(Stored data)

PR #1246, opened 2025-02-13
sysdeps/managarm: Pass through 2 additional getsockopt calls

Dennisbonke:
Blocked on managarm/managarm#852


no92 (approved):
LGTM

PR #1250, opened 2025-02-13
abis/linux: Fix wrong definition of the GRND_* constants on the Linux ABI

Dennisbonke:
Systemd checks the values of these, and they were wrong on the Linux ABI from the start. On the mlibc ABI they remain unchanged.


avdgrinten (approved):

no92 (approved):
LGTM

PR #1255, opened 2025-02-19
abis/linux: vm-flags.h: Ensure Linux-specific ABI defines depend on __MLIBC_LINUX_OPTION

mintsuki:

▶ **Problem requirements**:
Give all of the lines above again, exactly as they are.

▶ **The answer**:
PR #1246, opened 2025-02-13
sysdeps/managarm: Pass through 2 additional getsockopt calls

Dennisbonke:
Blocked on managarm/managarm#852


no92 (approved):
LGTM

PR #1250, opened 2025-02-13
abis/linux: Fix wrong definition of the GRND_* constants on the Linux ABI

Dennisbonke:
Systemd checks the values of these, and they were wrong on the Linux ABI from the start. On the mlibc ABI they remain unchanged.


avdgrinten (approved):

no92 (approved):
LGTM

PR #1255, opened 2025-02-19
abis/linux: vm-flags.h: Ensure Linux-specific ABI defines depend on __MLIBC_LINUX_OPTION

mintsuki:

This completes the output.